··· Records supplied

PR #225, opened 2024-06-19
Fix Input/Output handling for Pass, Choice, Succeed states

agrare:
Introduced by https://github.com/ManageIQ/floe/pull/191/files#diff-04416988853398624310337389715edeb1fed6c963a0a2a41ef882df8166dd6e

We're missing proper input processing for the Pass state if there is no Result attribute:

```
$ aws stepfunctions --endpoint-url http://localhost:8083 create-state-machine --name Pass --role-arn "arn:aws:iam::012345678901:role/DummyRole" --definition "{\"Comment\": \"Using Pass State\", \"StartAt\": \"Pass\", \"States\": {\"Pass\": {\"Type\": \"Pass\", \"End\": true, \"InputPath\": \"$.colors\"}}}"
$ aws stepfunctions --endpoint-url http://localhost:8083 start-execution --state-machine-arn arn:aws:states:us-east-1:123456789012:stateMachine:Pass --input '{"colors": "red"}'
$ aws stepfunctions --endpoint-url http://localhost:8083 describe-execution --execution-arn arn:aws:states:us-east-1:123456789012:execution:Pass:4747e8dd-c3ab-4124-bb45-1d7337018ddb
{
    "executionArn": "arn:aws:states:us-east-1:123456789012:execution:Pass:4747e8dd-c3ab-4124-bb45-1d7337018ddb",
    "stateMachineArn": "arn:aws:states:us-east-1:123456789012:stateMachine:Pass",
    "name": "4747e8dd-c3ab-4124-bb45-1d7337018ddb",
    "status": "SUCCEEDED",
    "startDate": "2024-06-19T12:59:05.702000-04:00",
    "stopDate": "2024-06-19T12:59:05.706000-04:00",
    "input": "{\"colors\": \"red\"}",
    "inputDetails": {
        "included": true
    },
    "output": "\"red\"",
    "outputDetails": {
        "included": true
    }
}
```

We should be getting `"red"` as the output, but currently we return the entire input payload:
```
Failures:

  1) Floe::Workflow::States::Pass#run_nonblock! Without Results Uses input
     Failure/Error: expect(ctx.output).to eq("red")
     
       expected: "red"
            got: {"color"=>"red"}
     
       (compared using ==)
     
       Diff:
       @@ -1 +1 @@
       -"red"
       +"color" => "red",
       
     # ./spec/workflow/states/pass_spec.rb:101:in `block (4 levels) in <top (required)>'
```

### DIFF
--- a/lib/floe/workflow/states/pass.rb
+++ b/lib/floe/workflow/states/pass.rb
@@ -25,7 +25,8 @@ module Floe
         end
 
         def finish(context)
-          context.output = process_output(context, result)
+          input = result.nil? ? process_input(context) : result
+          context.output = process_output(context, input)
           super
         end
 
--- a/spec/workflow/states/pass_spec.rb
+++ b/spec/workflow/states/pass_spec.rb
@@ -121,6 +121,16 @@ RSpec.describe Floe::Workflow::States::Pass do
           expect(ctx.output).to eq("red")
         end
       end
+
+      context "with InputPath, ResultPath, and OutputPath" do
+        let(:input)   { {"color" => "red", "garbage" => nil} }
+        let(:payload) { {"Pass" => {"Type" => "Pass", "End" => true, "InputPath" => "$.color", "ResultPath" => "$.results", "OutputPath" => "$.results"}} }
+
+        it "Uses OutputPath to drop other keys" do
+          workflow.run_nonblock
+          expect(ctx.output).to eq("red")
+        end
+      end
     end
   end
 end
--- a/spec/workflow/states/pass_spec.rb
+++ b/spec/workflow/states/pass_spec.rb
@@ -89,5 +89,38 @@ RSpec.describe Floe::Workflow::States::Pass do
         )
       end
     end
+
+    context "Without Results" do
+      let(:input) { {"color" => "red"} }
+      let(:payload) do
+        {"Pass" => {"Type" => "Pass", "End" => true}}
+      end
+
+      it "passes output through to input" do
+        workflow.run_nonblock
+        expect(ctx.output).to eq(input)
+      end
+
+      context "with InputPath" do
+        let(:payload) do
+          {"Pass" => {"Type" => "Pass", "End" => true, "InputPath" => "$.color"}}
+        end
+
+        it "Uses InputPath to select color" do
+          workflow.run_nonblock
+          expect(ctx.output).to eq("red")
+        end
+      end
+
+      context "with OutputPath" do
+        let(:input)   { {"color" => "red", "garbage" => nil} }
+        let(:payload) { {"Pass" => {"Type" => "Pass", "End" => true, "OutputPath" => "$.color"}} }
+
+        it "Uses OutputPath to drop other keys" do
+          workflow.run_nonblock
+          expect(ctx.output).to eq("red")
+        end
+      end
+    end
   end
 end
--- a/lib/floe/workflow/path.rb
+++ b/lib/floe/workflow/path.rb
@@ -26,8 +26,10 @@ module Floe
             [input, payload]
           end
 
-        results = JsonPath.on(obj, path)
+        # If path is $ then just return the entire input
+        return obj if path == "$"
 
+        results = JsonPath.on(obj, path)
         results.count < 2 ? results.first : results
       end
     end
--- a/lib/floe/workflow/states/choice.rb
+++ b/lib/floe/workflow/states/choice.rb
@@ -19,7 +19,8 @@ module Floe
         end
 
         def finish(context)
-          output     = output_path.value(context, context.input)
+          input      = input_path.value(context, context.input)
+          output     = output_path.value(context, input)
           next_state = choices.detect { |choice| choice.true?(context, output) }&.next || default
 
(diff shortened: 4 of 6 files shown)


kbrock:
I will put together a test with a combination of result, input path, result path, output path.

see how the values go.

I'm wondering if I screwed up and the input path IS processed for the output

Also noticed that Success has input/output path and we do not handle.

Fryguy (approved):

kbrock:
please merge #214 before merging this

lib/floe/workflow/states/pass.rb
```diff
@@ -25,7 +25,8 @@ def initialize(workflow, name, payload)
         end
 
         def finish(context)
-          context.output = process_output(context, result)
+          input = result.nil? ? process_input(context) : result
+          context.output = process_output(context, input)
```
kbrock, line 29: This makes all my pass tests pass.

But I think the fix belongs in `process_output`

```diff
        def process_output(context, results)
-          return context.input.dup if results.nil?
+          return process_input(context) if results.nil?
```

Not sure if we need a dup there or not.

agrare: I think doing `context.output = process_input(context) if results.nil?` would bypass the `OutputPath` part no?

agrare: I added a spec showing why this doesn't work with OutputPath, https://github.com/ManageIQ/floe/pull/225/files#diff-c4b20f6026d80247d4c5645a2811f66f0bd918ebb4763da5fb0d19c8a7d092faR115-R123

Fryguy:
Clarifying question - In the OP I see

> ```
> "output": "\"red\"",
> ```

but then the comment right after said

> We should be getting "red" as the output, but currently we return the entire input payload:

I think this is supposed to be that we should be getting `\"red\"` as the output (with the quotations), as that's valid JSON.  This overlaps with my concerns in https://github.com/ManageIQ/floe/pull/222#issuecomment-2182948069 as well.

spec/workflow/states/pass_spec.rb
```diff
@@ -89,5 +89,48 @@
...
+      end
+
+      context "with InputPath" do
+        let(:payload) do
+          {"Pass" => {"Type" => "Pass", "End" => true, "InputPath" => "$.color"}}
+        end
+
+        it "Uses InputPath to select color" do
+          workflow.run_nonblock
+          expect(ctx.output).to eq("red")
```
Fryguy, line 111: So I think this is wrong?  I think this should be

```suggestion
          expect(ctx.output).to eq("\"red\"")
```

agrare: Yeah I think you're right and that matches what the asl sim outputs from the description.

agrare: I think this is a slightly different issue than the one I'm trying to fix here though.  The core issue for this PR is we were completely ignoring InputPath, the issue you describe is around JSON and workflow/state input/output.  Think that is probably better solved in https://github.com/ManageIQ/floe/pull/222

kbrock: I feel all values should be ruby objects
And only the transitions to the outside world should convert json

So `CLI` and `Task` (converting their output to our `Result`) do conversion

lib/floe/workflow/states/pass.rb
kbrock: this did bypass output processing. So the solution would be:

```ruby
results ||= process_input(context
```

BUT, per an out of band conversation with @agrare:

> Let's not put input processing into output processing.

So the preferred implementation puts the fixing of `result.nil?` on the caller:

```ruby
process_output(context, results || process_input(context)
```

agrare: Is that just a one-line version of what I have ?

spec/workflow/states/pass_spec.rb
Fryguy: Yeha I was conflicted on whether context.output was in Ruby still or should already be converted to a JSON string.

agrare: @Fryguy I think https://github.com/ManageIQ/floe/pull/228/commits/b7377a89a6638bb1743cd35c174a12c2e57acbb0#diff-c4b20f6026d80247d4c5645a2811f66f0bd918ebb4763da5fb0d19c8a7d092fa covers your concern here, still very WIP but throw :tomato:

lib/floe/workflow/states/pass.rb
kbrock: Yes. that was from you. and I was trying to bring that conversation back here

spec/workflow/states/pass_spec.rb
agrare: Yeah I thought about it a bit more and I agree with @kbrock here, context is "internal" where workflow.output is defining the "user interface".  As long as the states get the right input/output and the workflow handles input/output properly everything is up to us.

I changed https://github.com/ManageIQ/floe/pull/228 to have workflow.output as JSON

······

Aim of the task
Whenever the word "what" occurs in a line above, copy that line.

Result for this task
agrare: Yeah I think you're right and that matches what the asl sim outputs from the description.
agrare: Is that just a one-line version of what I have ?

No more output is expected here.